[Source data]
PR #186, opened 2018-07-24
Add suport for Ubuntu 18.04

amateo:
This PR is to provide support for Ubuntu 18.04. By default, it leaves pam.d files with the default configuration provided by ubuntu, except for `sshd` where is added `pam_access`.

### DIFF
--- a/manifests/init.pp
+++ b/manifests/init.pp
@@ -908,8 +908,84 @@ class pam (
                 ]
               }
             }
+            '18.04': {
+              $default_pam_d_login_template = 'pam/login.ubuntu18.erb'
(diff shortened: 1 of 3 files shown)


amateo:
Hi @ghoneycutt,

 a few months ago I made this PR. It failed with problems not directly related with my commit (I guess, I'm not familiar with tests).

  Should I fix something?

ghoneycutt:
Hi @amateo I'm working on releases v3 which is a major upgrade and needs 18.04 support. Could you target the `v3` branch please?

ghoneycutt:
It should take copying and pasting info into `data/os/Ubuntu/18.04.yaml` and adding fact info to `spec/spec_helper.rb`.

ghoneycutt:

◆ **WHAT NEEDS TO BE DONE**:
An identical copy of the entries above is the expected result.

◆ **WRITTEN RESPONSE**:
PR #186, opened 2018-07-24
Add suport for Ubuntu 18.04

amateo:
This PR is to provide support for Ubuntu 18.04. By default, it leaves pam.d files with the default configuration provided by ubuntu, except for `sshd` where is added `pam_access`.

### DIFF
--- a/manifests/init.pp
+++ b/manifests/init.pp
@@ -908,8 +908,84 @@ class pam (
                 ]
               }
             }
+            '18.04': {
+              $default_pam_d_login_template = 'pam/login.ubuntu18.erb'
(diff shortened: 1 of 3 files shown)


amateo:
Hi @ghoneycutt,

 a few months ago I made this PR. It failed with problems not directly related with my commit (I guess, I'm not familiar with tests).

  Should I fix something?

ghoneycutt:
Hi @amateo I'm working on releases v3 which is a major upgrade and needs 18.04 support. Could you target the `v3` branch please?

ghoneycutt:
It should take copying and pasting info into `data/os/Ubuntu/18.04.yaml` and adding fact info to `spec/spec_helper.rb`.

ghoneycutt:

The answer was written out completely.